Data to use
PR #20585, opened 2024-06-25
feat(bbb-html5): Ban specific users from the public chat

### LINKED ISSUE #20462: Prevent certain user from being to post to the public chat
In some classes there are one or two users disrupting the public chat but it's not worth disabling (via lock settings) the chat for the whole room.

Add a user menu "Lock public chat access"
Screenshot from 2024-06-10 16-26-15

When clicked on, it would:
* change the menu item to "Unlock public chat access"
* trigger a call to BBB backend (akka-apps) that this user should not be able to add to the public chat
* ensure that if you set a meeting-wide lock chat and then end that meeting-wide chat lock, the individual chat lock should still be enforced.
* ensure that the chat input box is grayed out (locked) and the user cannot force-send a message from the browser console
* ensure the user is marked as Locked to both self and others in the session:
Screenshot from 2024-06-10 16-26-28
* only posting should be locked, new public messages should be received

Note: I believe we don't need to refactor (into a matrix) the existing lock settings. This one is more of an exception.
Note: I don't think we need to run this through bbb-web
Note: We should document this as added in 2.7.9/10 and as a new feature. (I can do this in a subsequent PR)

We've spoken a couple of times about per-user lock settings for other aspects - for example allow Bob to access public chat and use webcam but not microphone and allow Alice to access microphone but not public chat or webcam. I don't think we need to complicate things this much mainly due to the complexity to the end users.

**Additional context**
Note: **we will be reimplementing this on BBB 3.0** as soon as we're done with the 2.7 portion**

danielpetri1:
### What does this PR do?

Adds an option in the user list that lets a moderator easily disable the public chat for a specific user, without disabling the chat for the whole classroom first via the lock settings.

The user with the locked chat can still receive incoming messages.

### Closes Issue

Closes #20462

### Usage

Locking and unlocking a specific user:

[locking-and-unlocking.webm](https://github.com/bigbluebutton/bigbluebutton/assets/33319791/31e5a7b5-4a1d-441a-a91f-a1468cf6f7f7)

Individual chat locks are retained when meeting-wide locks end:

[overwrites-lock-setting.webm](https://github.com/bigbluebutton/bigbluebutton/assets/33319791/c288a659-73f9-41f7-8d15-28fba1379094)


antobinary (approved):
Tested, works well. The code looks fine too. Well done!

gustavotrott:
Looks good.
In 3.0 we will need to re-implement it making `isChatLocked` be stored and validated in `akka-apps`.

PR #20588, opened 2024-06-26
refactor: remove unused data in cursor subscription

ramonlsouza:
### What does this PR do?

- removes unused fields from whiteboard cursor subscription
- adds order by clause so results always come in the same order


gustavotrott (approved):
lgtm

PR #20594, opened 2024-06-27
refactor (akka-apps): Make all inserts into the database thought batches instead of individual inserts

gustavotrott:
After conducting several tests in meetings with over 500 users, we observed that chat messages sometimes experienced significant delays before appearing in the chat component. Upon tracking the message path, I discovered that the `akka-apps` component was slow to insert messages into the database. 

This delay occurs because `akka-apps` uses a single connection to PostgreSQL, which is intentional to ensure the command order is maintained.

To address this issue, this PR introduces a queue for database commands in `akka-apps`. All functions will now insert commands into the queue instead of directly into the database. This approach allows us to batch insert the queued items, significantly improving performance.

Below are the results from my test tracking a message (BEFORE THIS PR):

- Jun 27 10:42:28 Graphql-Actions sent to Redis
- **Jun 27 10:42:28 Akka-Apps received it from Redis**
- **Jun 27 10:43:05 Akka inserted into the database**
- Jun 27 10:43:05 Hasura queried the new info from the database
- Jun 27 10:43:05 Middleware received the message from WS connection with Hasura
- Jun 27 10:43:05 Middleware sent the message to the browser

The highlighted step indicates where the delay occurs.

### DIFF
--- a/akka-bbb-apps/src/main/scala/org/bigbluebutton/core/db/DatabaseConnection.scala
+++ b/akka-bbb-apps/src/main/scala/org/bigbluebutton/core/db/DatabaseConnection.scala
@@ -2,13 +2,22 @@ package org.bigbluebutton.core.db
 
 import org.slf4j.LoggerFactory
 import slick.jdbc.PostgresProfile.api._
-
+import scala.concurrent.duration._
+import java.util.concurrent.ConcurrentLinkedQueue
+import scala.jdk.CollectionConverters._
 import scala.concurrent.ExecutionContext.Implicits.global
 
 object DatabaseConnection {
   val db = Database.forConfig("postgres")
-  //  implicit val session: Session = db.createSession()
   val logger = LoggerFactory.getLogger(this.getClass)
+
+  val queue = new ConcurrentLinkedQueue[DBIO[_]]()
+
+  // Initialize the scheduler for batch processing
+  val system = org.apache.pekko.actor.ActorSystem("DBActionBatchSystem")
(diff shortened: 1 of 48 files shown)


akka-bbb-apps/src/main/scala/org/bigbluebutton/core/db/DatabaseConnection.scala
```diff
@@ -18,4 +27,25 @@ object DatabaseConnection {
...
   }
+
+  def enqueue(action: DBIO[_]): Unit = {
+    queue.add(action)
+  }
+
+  private def processBatch(): Unit = {
+    if (!queue.isEmpty) {
+      val batch = queue.iterator().asScala.toSeq
+      queue.clear() // Clear the queue
```
TiagoJacobs, line 38: Getting in one line and clearing in the other can lead to data loss.

Please try to find some solution that transfers the items to another list, avoiding the call to the "clear" method.

Maybe calling [remove](https://github.com/scala-js/scala-js/blob/main/javalib/src/main/scala/java/util/concurrent/ConcurrentLinkedQueue.scala#L86) of the first item in a loop?

TiagoJacobs (changes requested):

TiagoJacobs:
After the fixes on https://github.com/bigbluebutton/bigbluebutton/pull/20594/commits/7a96787799b7b721f3f664abfeaa896409ad2cb0 it looks good to me!

Let's wait for tests to run and if all good, we can merge!

TiagoJacobs (approved):

PR #20630, opened 2024-07-03
Change: improve client connection status

Tainan404:
### What does this PR do?
This PR enhances the connection status for users by adding a client-side RTT calculation. Additionally, it changes the RTT to be requested through a REST endpoint instead of using the data layer. This ensures that server slowdowns will not affect the user status. Furthermore, it adds several more statuses for the server based on ping and message reception.

Docs:

We have added a few new connection statuses:

- Lost connection. Please check your internet: This status indicates that the GraphQL websocket has closed, and the client is attempting to reconnect.
- Server not responding. Please wait: This status indicates that no data is being transferred in the websocket.
- Data is slow to load. Please wait: This status means the server is transferring a lot of messages to the client, but the ping message used to check the health of the connection didn't arrive within 15 seconds.

The connection status now also considers jitter and packet loss, always reflecting the worst status among them.

Every connection change emits a log to the console, showing the status and the related value.

The Round-Trip Time (RTT) is measured by making a REST fetch to the endpoint `/bigbluebutton/ping`, which was added in PR #20605. This measurement is performed every X seconds, as configured in the `public.stats.interval` setting in the settings.yml file, with a default interval of 10 seconds, the request has a timout that is also based in the `stats.interval`if the request takes more than it, it throws a error and retry.

Each status has settings that represent three levels: warning, danger, and critical. These values can be adjusted to accommodate different setups and environments, such as distant servers or satellite connections, they can be found `public.stats` in the settings.


bigbluebutton-html5/private/config/settings.yml
```diff
@@ -927,13 +927,9 @@ public:
       - 0.1
       - 0.2
     rtt:
-      - 500
-      - 1000
-      - 2000
-    level:
```
antobinary, line 933: Seeing this change raises the question -- where do you specify the jitter or audio loss levels? Do we still measure those?

bigbluebutton-html5/private/config/settings.yml
```diff
@@ -927,13 +927,9 @@ public:
...
-      - warning
-      - danger
-      - critical
+      500: warning
+      1000: danger
+      2000: critical
```
gustavotrott, line 932: This pattern is confusing for who will change the settings.
I suggest to invert it to have the prop name in the left, like this:
```
warning: 500
danger: 1000
critical: 2000
```

bigbluebutton-html5/private/config/settings.yml
Tainan404: I do, I use it to show the connection status, I made the client consider the three of them to show the connection status, always showing the worts.

gustavotrott:
Just sent the backend portion: https://github.com/Tainan404/bigbluebutton/pull/31

PR #20644, opened 2024-07-05
Fix: ping api not supporting clusters

Tainan404:
### What does this PR do?
The fist implemetantion was not supporting clusters enpoints, good catch @gustavotrott

### DIFF
--- a/bigbluebutton-html5/imports/ui/components/connection-status/component.jsx
+++ b/bigbluebutton-html5/imports/ui/components/connection-status/component.jsx
@@ -26,9 +26,14 @@ const ConnectionStatus = () => {
   );
 
   const handleUpdateConnectionAliveAt = () => {
+    const pathMatch = window.location.pathname.match('^(.*)/html5client/join$');
+    if (pathMatch == null) {
+      throw new Error('Failed to match BBB client URI');
+    }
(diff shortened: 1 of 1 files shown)


bigbluebutton-html5/imports/ui/components/connection-status/component.jsx
```diff
@@ -26,9 +26,14 @@ const ConnectionStatus = () => {
...
   const handleUpdateConnectionAliveAt = () => {
+    const pathMatch = window.location.pathname.match('^(.*)/html5client/join$');
+    if (pathMatch == null) {
+      throw new Error('Failed to match BBB client URI');
+    }
+    const serverPathPrefix = pathMatch[1];
     const startTime = performance.now();
     fetch(
-      `${window.location.host}/bigbluebutton/ping`,
+      `https://${window.location.hostname}${serverPathPrefix}/bigbluebutton/ping`,
```
TiagoJacobs, line 36: In a cluster configuration, this would make the pings pass all through the cluster server.

However, I believe this ping should be sent directly to the server..

schrd: That would be preferrable I guess. If the API needs authentication then a `credentials: true` would be required in the `fetch` statement.

PR #20439, opened 2024-06-07
Fix 3.0 cluster setup

schrd:
### What does this PR do?

Fixes the cluster setup. The HTML5 client needs to know the GraphQL API endpoint. It should not be derived from the location of the html5 client because that differs from the location of the BBB API.

replaces #20352

PR #20647, opened 2024-07-05
bbb-web: Introduce config `apiUrl` for cluster setup

gustavotrott:
Sometimes the client needs to send some request to the API and it is better to send it directly to the current BBB server instead of sending it to the cluster.
This PR will introduce a new config that will be provided through a request to API root:

<table><tr><td>

image

</td></tr></table>

This way the Client can store this URL and always use it when necessary.

@Tainan404 will send a subsequent PR making the Client benefit from it to request `/ping` and `/feedback`.

Related: #20439


gustavotrott:
Reading the manual I found that there is already a Client Config for this: `public.app.bbbWebBase`.
https://docs.bigbluebutton.org/3.0/administration/cluster-proxy/#proxy-cluster-server

image


@Tainan404 could we use that config and close this PR?

PR #20652, opened 2024-07-05
Fix: settings getting default only after settings loader

Tainan404:
### What does this PR do?
fix issue affecting new implemetation of builder


antonbsa:
could you please describe more specifically the bug fixed / link the related issue (if there is one) or add the "how to test" section to the PR description?

Issue #20651, opened 2024-07-05
Add infinite whiteboard to the list of disabledFeatures


antobinary:
**Is your feature request related to a problem? Please describe.**
Add infinite whiteboard to the list of `disabledFeatures` in bbb-web/akka-apps/...
This way we can override the default value on a per-meeting create call.

// Yes I know we can override this via per-meeting settings.yml api call but I think we still need it added to `disabledFeatures`

PR #20656, opened 2024-07-06
feat(whiteboard): Add config to disable infinite whiteboard in breakouts

### LINKED ISSUE #20650: Add configuration to disable infinite whiteboard in breakouts by default
**Describe the bug**
At least for the main use case, in breakouts we want to ensure there is no infinite whiteboard. Reasons: likely to switch presenters frequently and unexpectedly; fewer people; more difficult for a main room moderator to manage/follow; ...

In settings.yml add a property under whiteboard
`allowInfiniteWhiteboardInBreakouts: false`

Related: #20480

KDSBrowne:
### What does this PR do?
This PR adds a configuration option `allowInfiniteWhiteboardInBreakouts` to control the availability of infinite whiteboard in breakout rooms. It ensures that infinite whiteboard is either enabled or disabled as needed for breakouts.

### Closes Issue(s)
Closes #20650


gustavotrott:
Hey,
did you consider using `disabledFeatures` to disable infinite whiteboard?
It is good because is easier to disabled/enable by meeting.

`disabledFeatures=infiniteWhiteboard, infiniteWhiteboardInBreakouts`

antobinary:
Hi @gustavotrott 
I did consider it briefly when opening #20650 and #20651.
However, in my mind we want the default settings to be empty list `disabledSettings=none` while breakouts I think should very rarely (if ever) have infinite wb enabled. To me this is more of a breakout / whiteboard configuration rather than a change that we only need to override for a subset of the sessions.

gustavotrott:
> Hi @gustavotrott I did consider it briefly when opening #20650 and #20651. However, in my mind we want the default settings to be empty list `disabledSettings=none` while breakouts I think should very rarely (if ever) have infinite wb enabled. To me this is more of a breakout / whiteboard configuration rather than a change that we only need to override for a subset of the sessions.

Agreed! It seems this approach might not be suitable for breakout rooms. And I understand that this PR focuses on a flag to disable features in breakout rooms.

However, I thought about using it to replace the `allowInfiniteWhiteboard` config, which is intended for the main meeting. It appears there's a trend to consolidate all configurations related to disabled features under this single config.

As you mentioned, using a different config for breakout rooms seems more appropriate.
The condition for bkroom would be:
- "parent meeting doesn't have infinite whiteboard disabled" 
- && "allowInfiniteWhiteboardInBreakouts is true".

ramonlsouza (approved):

Issue #19593, opened 2024-02-06
[3.0] Losing shape focus when other user is drawing


antonbsa:
**Describe the bug**
Oftently hard to draw when more than one user is doing something on the whiteboard

**To Reproduce**
1. Two users join in a meeting;
2. Enable multiuser whiteboard;
3. Keep drawing something with a user;
4. Try to draw a shape with the other one;

**Video**

https://github.com/bigbluebutton/bigbluebutton/assets/56703993/b3df6ffd-b9c3-4b56-83fc-481ffe2f8fc5

gustavotrott:
Sometimes, just moving the cursor was enough to interrupt the drawing of the other user.

antonbsa:
I tried to reproduce with the same steps and got a similar but not the same behavior:

https://github.com/bigbluebutton/bigbluebutton/assets/56703993/66f16d67-f5d5-42e6-bbb7-bceeaf531f38

it looks like when someone else is drawing, your drawing sometimes is not recorded properly (see that I tried to draw a line but it appeared as a dot instead). but, as far as I've been testing, I think it might not be related to someone else's drawing. I often see the drawing not recorded with only one user.

---

This is the wb view of the other user in the video above:

![image](https://github.com/bigbluebutton/bigbluebutton/assets/56703993/91e3fd7b-2313-4ffe-b341-9a1a26d27e48)

the highlighted marks in green I was seeing only dots and at the same time the other user was seeing the shapes correctly. minimizing and restoring the presentation didn't fix/update it. When I started and stopped sharing the screen, then these shapes were displayed correctly to me as well

antobinary:
Can't reproduce anymore. Please comment/reopen if still able to hit it.

PR #20660, opened 2024-07-08
fix(whiteboard): Draw line dropping segment for person drawing

KDSBrowne:
### What does this PR do?
This PR fixes an issue where the person drawing on the whiteboard would sometimes lose part of their line, resulting in only a dot being visible to them while the viewer sees the full line.

### Motivation
Related to #19593


antobinary (approved):
Tested, LGTM!

antonbsa (approved):
Tested and working properly, LGTM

About this task
Please print verbatim each line from the first line of the entries above to the line that contains "change the menu", inclusive, and nothing more.

Exercise response
PR #20585, opened 2024-06-25
feat(bbb-html5): Ban specific users from the public chat

### LINKED ISSUE #20462: Prevent certain user from being to post to the public chat
In some classes there are one or two users disrupting the public chat but it's not worth disabling (via lock settings) the chat for the whole room.

Add a user menu "Lock public chat access"
Screenshot from 2024-06-10 16-26-15

When clicked on, it would:
* change the menu item to "Unlock public chat access"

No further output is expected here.